You will want to backup the rest of the data as well, at least
every now and then, so you can restore it in case of failure.
Now I do not know how much money/trouble the data is worth (the
more it's worth, the more I'd be sure to have a good backup).
Nor do I know how much HD space you have left and if you
use LVM.[1]
Personally I would think about differential backups. I.e.
you make a complete backup of all the data on your HD every
week/2 weeks/month[2]. This is a level 0 backup[3]. *Before*
the begin of the backup you set a timestamp.0.
After that you can make, say, a level 5 backup, that means you
backup all files whose mtime *and* all files whose ctime is
newer[4] than the timestamp.0 (since there are no timestamp.4,
..3 ..2 nor ..1).
After that you could e.g. make a level 9 backup, capturing
all the changes since the last backup of the highest level --
but lower than 9 -- in this case 5.
I would try to begin each tape with a level 1 backup, so you
need only the lvl 0 tape (of which you should have more than
one, the second and third one should not change the timestamp.0,
being mere copies!), and your tape.
This being explained, let's talk about schedule. You say that
the changing data is in the order of 3 GB. The longest timespan
is 5 days (Thursday to Tuesday), which could amount to 15 GB
... more than you have space on the tape without compression.

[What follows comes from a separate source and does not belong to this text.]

PR #3615, opened 2026-02-26
fixes #3609 sdk terminator race fixes and preferred-leader raft

### LINKED ISSUE #3609: Stabilize terminator creation test for 2.0

plorenz:
- removes legacy v1 terminator code path; all terminators now use v2 flow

I would advise against compression, unless you compress each
file instead of the whole backup.[5] This means you cannot make
a daily backup of the complete 3 GB, (especially if you begin
with a level 1 backup) but not every file will be changed daily.
So something like that would be what I'd try (assuming you
want the backups run in the early morning of the following
day when there is the least activity):
Tu: Remove old tape, insert new one, schedule a level 1
We: This is the day for a level 0 backup, even if run
over the daytime, since you will need at least 2 tapes,
if not 4 tapes for it.
Else schedule a level 5
Th: Change tape again. level 1
Fr: level 3 (capture just the changes on Friday)
Sa: level 5 (capture just the changes on Saturday)
Su: level 7 (capture just the changes on Sunday)
Mo: level 9 (capture just the changes on Monday)
Tu: Change tape (see above).
This is to give you the minimum of data to store, but it means
that a backup of the state of Sunday needs to run the Level
0 tape and the Thursday tape (lvl 1, 3, 5, 7)!
If you still run out of tape on Sunday/Monday you will have
to make the Thursday lvl 1 on a different tape (and do a lvl
2 in the night), but that means that your backup depends on
the level 0 tapes, the level 1 tape AND the Thursday tape!
If you want 2 backups per day, you could insert a lvl 9 in
between the regular backups.
Should you have the diskspace I'd advise you to backup to
disk first (this is usually faster than the tape, meaning less
changes between backup to disk and compare from disk) and then
migrate the backup file to tape (and again, reading it from
tape and comparing it to the image on disk). Be sure to read
the output of the backup script which files did not match the
backup (since they were changed or the data is corrupt).
-Wolfgang
[1] Especially the ability of LVM to produce snapshots while
the 'original' can be in use is a good thing for backups ...
[2] Depends on what your data is worth ... and how fast it
changes. And how you want to deal with deleted files.
My 'method' does not record a file is deleted, you'd have
to save and evaluate the output of find or similar to
handle that.
[3] this is essentially what dump does, so man dump. However I
am not sure if dump while spanning several tapes/files/parts
still corrupts the data of the file broken over the parts
... try that out first!
[4] echo "a" > a; echo "b" > b;
ls -l --full-time --time=ctime a b; ls -l --full-time a b;
sleep 10;
mv a c; mv b a; mv c b;
ls -l --full-time --time=ctime a b; ls -l --full-time a b;
cat a; cat b;
That's why ctime AND mtime.
[5] Afio does that, for example. bzip2 compresses blockwise,
but the blocksize of 100 - 900 K (-1 to -9 respectively)
is huge ... you can loose many mails in 900k.